As another example, the computer-readable media disclosed herein may be implemented using magnetic or optical technology. In such implementations, the software presented herein may transform the physical state of magnetic or optical media, when the software is encoded therein. These transformations may include altering the magnetic characteristics of particular locations within given magnetic media. These transformations also may include altering the physical features or characteristics of particular locations within given optical media, to change the optical characteristics of those locations. Other transformations of physical media are possible without departing from the scope and spirit of the present description, with the foregoing examples provided only to facilitate this discussion.

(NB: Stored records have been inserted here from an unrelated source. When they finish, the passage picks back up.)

PR #8874, opened 2025-11-26
#8266: Security sensitive permissions (Lombiq Technologies: ORCH-214)

### LINKED ISSUE #8266: Security sensitive permissions
Counterpart of https://github.com/OrchardCMS/OrchardCore/issues/2177.

Suggested changes:

1. Add `Hint` property to the `Permissions` class that should be used to explain in detail how that permission affects the Users' access.
2. Add `IsSecurityCritical` property to the `Permissions` class that should be set to true for Permissions that can be used by Users to elevate their permissions (either explicitly by changing Settings/Roles/Permissions or implicitly by changing the site's behavior).
I'd consider the following permissions to be marked: `Site Owners Permission`, `Manage Settings`, `Managing Users`, `Managing Roles`, `Assign Roles`, `Edit content types`, `Apply a Theme`, `Manage packages`, `Manage Features`, `Import Data`, `Export Data`, `Managing Templates` (Razor) and everything in Audit Trail.
3. Security critical permissions should be indicated in the following places:
    1. Role editor: A not too distracting highlight and an icon with a hint or a new column with disabled checkboxes next to "Effective". On a related note, the text "Effective" should have a hint to explain that Permissions are affected by their `ImpliedBy` property.
    2. Role Admin list: Roles that have at least one security sensitive permission should be marked with an icon (with a hint).
    3. UserRolesPart editor: Same as Role Admin list.

domonkosgabor:
Fixes: https://github.com/OrchardCMS/Orchard/issues/8266

Here, I tried to mimic what we currently have in Orchard Core. It means we have a badge with the "_Security Critical_" text and a tooltip that reads "_This permission could allow a user to elevate their other permissions. Grant it with extreme consideration._". It appears before each _Allow_ checkbox when setting up a role's permissions. We also have a hint on that page describing the differences between the _Allow_ and _Effective_ settings.

In this PR, I have added the same hint to describe the _Allow_ and _Effective_ settings. We have an icon with an exclamation mark instead of a badge, and I used the exact text for the tooltip, as you can see in Orchard Core.

The tooltip text is the same as in Orchard Core.

I didn't want to include too much styling, so I used an icon from Font Awesome with the title HTML attribute.

### DIFF
--- a/src/Orchard.Web/Modules/Orchard.Roles/Services/RoleService.cs
+++ b/src/Orchard.Web/Modules/Orchard.Roles/Services/RoleService.cs
@@ -203,6 +203,22 @@ namespace Orchard.Roles.Services
             return installedPermissions;
         }
 
+        public IEnumerable<string> GetSecurityCriticalPermissions()
+        {
+            var securityCriticalPermissions = new List<string>();
+            foreach (var permissionProvider in _permissionProviders)
+            {
+                var permissions = permissionProvider.GetPermissions();
+                foreach (var permission in permissions)
+                {
+                    if (permission.IsSecurityCritical)
+                        securityCriticalPermissions.Add(permission.Name);
+                }
+            }
+
+            return securityCriticalPermissions;
+        }
+
         public IEnumerable<string> GetPermissionsForRole(int id)
         {
             var permissions = new List<string>();
--- a/src/Orchard.Web/Modules/Orchard.Roles/Services/RoleService.cs
+++ b/src/Orchard.Web/Modules/Orchard.Roles/Services/RoleService.cs
@@ -203,21 +203,8 @@ namespace Orchard.Roles.Services
             return installedPermissions;
         }
 
-        public IEnumerable<string> GetSecurityCriticalPermissions()
-        {
-            var securityCriticalPermissions = new List<string>();
-            foreach (var permissionProvider in _permissionProviders)
-            {
-                var permissions = permissionProvider.GetPermissions();
-                foreach (var permission in permissions)
-                {
-                    if (permission.IsSecurityCritical)
-                        securityCriticalPermissions.Add(permission.Name);
-                }
-            }
-
-            return securityCriticalPermissions;
-        }
+        public IEnumerable<string> GetSecurityCriticalPermissions() =>
+            _permissionProviders.SelectMany(pp => pp.GetPermissions().Where(p => p.IsSecurityCritical)).Select(p => p.Name);
 
         public IEnumerable<string> GetPermissionsForRole(int id)
         {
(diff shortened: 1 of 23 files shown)


src/Orchard.Web/Modules/Orchard.Roles/Services/RoleService.cs
```diff
@@ -203,6 +203,22 @@ public IDictionary<string, IEnumerable<Permission>> GetInstalledPermissions()
...
+                var permissions = permissionProvider.GetPermissions();
+                foreach (var permission in permissions)
+                {
+                    if (permission.IsSecurityCritical)
+                        securityCriticalPermissions.Add(permission.Name);
+                }
+            }
+
+            return securityCriticalPermissions;
+        }
```
BenedekFarkas:
```suggestion
        public IEnumerable<string> GetSecurityCriticalPermissions() =>
            _permissionProviders.SelectMany(pp => pp.GetPermissions().Where(p => p.IsSecurityCritical)).Select(p => p.Name);
```

src/Orchard.Web/Modules/Orchard.Roles/Views/Admin/Edit.cshtml
```diff
@@ -1,67 +1,92 @@
...
+                            <td style="width:60px;">
+                                @if (Model.CurrentPermissions.Contains(permission.Name))
+                                {
+                                    <input type="checkbox" value="true" name="Checkbox.@permission.Name" checked="checked" />
+                                }
+                                else
+                                {
+                                    <input type="checkbox" value="true" name="Checkbox.@permission.Name" />
+                                }
+                                @if (permission.IsSecurityCritical && !string.IsNullOrEmpty(permission.Hint))
```
BenedekFarkas: Modify the display logic to put the default hint in the title if the hint is empty, then revert adding the default hint in the permission providers.

src/Orchard/Security/Permissions/Permission.cs
```diff
@@ -11,6 +11,13 @@ public class Permission
 
         public IEnumerable<Permission> ImpliedBy { get; set; }
 
+        /// <summary>
+        /// Gets a value indicating whether the permission is security critical.
```
BenedekFarkas: Please write a meaningful summary instead of self-referencing.

BenedekFarkas (changes requested):

src/Orchard/Security/Permissions/Permission.cs
```diff
@@ -11,6 +11,13 @@ public class Permission
 
         public IEnumerable<Permission> ImpliedBy { get; set; }
 
+        /// <summary>
+        /// Indicates whether this permission could allow a user to elevate their other permissions.
+        /// </summary>
+        public bool IsSecurityCritical { get; set; }
+
+        public string Hint { get; set; }
```
BenedekFarkas: It occurred to me that if I look at the Permission class, I would assume that if I provide a hint, then it will be displayed. That's not the case, because it's currently tied to the IsSecurityCritical being set to true.
Having a generic hint functionality here would be nice to have, but there was no request for it and I'd rather keep it simple, so we can just display the default hint if the permission is security critical (and then it will become a T-string too) and we're done.

BenedekFarkas (changes requested):

BenedekFarkas (approved):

In light of the above, it should be appreciated that many types of physical transformations take place in the computer architecture 500 in order to store and execute the software components presented herein. It also should be appreciated that the computer architecture 500 may include other types of computing devices, including hand-held computers, embedded computer systems, personal digital assistants, and other types of computing devices known to those skilled in the art. It is also contemplated that the computer architecture 500 may not include all of the components shown in FIG. 5, may include other components that are not explicitly shown in FIG. 5, or may utilize an architecture completely different than that shown in FIG. 5.

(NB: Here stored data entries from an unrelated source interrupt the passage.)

PR #8875, opened 2025-12-02
#8862: Preventing the SQL Server Service Broker feature from being enabled for tenants that are not using Microsoft SQL Server as their database provider (Lombiq Technologies: ORCH-309) 

### LINKED ISSUE #8862: SQL Server Service Broker breaks the app when enabled with port parameter in the connection string
For example features can't be enabled/disabled properly until the application is restarted, because the tenant fails to start. Tested with MySQL.

```
2025-10-17 20:50:28,467 [7] Orchard.Environment.DefaultOrchardHost - (null) - A tenant could not be started: Default Attempt number: 0 [(null)]
System.ArgumentException: Keyword not supported: 'port'.
   at System.Data.Common.DbConnectionOptions.ParseInternal(Hashtable parsetable, String connectionString, Boolean buildChain, Hashtable synonyms, Boolean firstKey)
   at System.Data.Common.DbConnectionOptions..ctor(String connectionString, Hashtable synonyms, Boolean useOdbcRules)
   at System.Data.SqlClient.SqlConnectionString..ctor(String connectionString)
   at System.Data.SqlClient.SqlDependency.Stop(String connectionString, String queue, Boolean useDefaults, Boolean startFailed)
   at Orchard.MessageBus.Brokers.SqlServer.SqlServerBroker.Dispose()
   at Autofac.Core.Disposer.Dispose(Boolean disposing)
   at Autofac.Util.Disposable.Dispose()
   at Autofac.Core.Lifetime.LifetimeScope.Dispose(Boolean disposing)
   at Autofac.Util.Disposable.Dispose()
   at Orchard.Environment.ShellBuilders.ShellContextFactory.CreateShellContext(ShellSettings settings) in E:\DEV\Orchard-1\Orchard\src\Orchard\Environment\ShellBuilders\ShellContextFactory.cs:line 74
   at Orchard.Environment.DefaultOrchardHost.CreateShellContext(ShellSettings settings) in E:\DEV\Orchard-1\Orchard\src\Orchard\Environment\DefaultOrchardHost.cs:line 240
   at Orchard.Environment.DefaultOrchardHost.<CreateAndActivateShells>b__41_1(ShellSettings settings) in E:\DEV\Orchard-1\Orchard\src\Orchard\Environment\DefaultOrchardHost.cs:line 166
```

I3undy:
Fixes #8862.

### DIFF
--- a/src/Orchard.Web/Modules/Orchard.MessageBus/Services/SqlServerServiceBrokerFeatureGuard.cs
+++ b/src/Orchard.Web/Modules/Orchard.MessageBus/Services/SqlServerServiceBrokerFeatureGuard.cs
@@ -12,14 +12,13 @@ using Orchard.UI.Notify;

FIG. 6 depicts an illustrative distributed computing environment 600 capable of executing the software components described herein for trust delegation. Thus, the distributed computing environment 600 illustrated in FIG. 6 can be utilized to execute many aspects of the software components presented herein. For example, the distributed computing environment 600 can be utilized to execute one or more aspects of the software components described herein.

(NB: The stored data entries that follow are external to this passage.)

PR #8885, opened 2026-01-07
#8884: Adding content type filter to the Recycle Bin

### LINKED ISSUE #8884: Add content type filter to the Recycle Bin

BenedekFarkas:
Fixes #8884


BenedekFarkas:
The changes at the current state have a flaw in the query, which I managed to fix, but only in a way that is incompatible with NoLockInterceptor, so tabling this for now.

PR #652, opened 2020-07-20
BIGTOP-3377. Fix deployment failures on Fedora 31

sekikn:


sekikn:
I tested all components which spec file was changed in this PR are successfully built and installed on Fedora 31.
For some components, I also confirmed that this PR works on CentOS 7, just in case.

sekikn:
In accordance with the CTR model, I've just merged this PR.

PR #653, opened 2020-07-22
BIGTOP-3378. Fix Livy deployment failure on Debian and Ubuntu.

sekikn:


sekikn:
I confirmed this fix worked with Debian 9/10 and Ubuntu 16.04/18.04.
(I installed Livy and its dependency (e.g., Spark) via puppet in one shot, and sometimes I had to execute the same `puppet apply` command a few times when timeout occurred, but that command succeeded at last)

sekikn:
Merged, thanks!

According to various implementations, the distributed computing environment 600 includes a computing environment 602 operating on, in communication with, or as part of the network 604. The network 604 may be or may include the network 556, described above. The network 604 also can include various access networks. One or more client devices 606A-806N (hereinafter referred to collectively and/or generically as “clients 606”) can communicate with the computing environment 602 via the network 604 and/or other connections (not illustrated in FIG. 6). In one illustrated configuration, the clients 606 include a computing device 606A, such as a laptop computer, a desktop computer, or other computing device; a slate or tablet computing device (“tablet computing device”) 606B; a mobile computing device 606C such as a mobile telephone, a smart phone, an on-board computer, or other mobile computing device; a server computer 606D; and/or other devices 606N, which can include a hardware security module. It should be understood that any number of devices 606 can communicate with the computing environment 602. Two example computing architectures for the devices 606 are illustrated and described herein with reference to FIGS. 5 and 7. It should be understood that the illustrated devices 606 and computing architectures illustrated and described herein are illustrative only and should not be construed as being limited in any way.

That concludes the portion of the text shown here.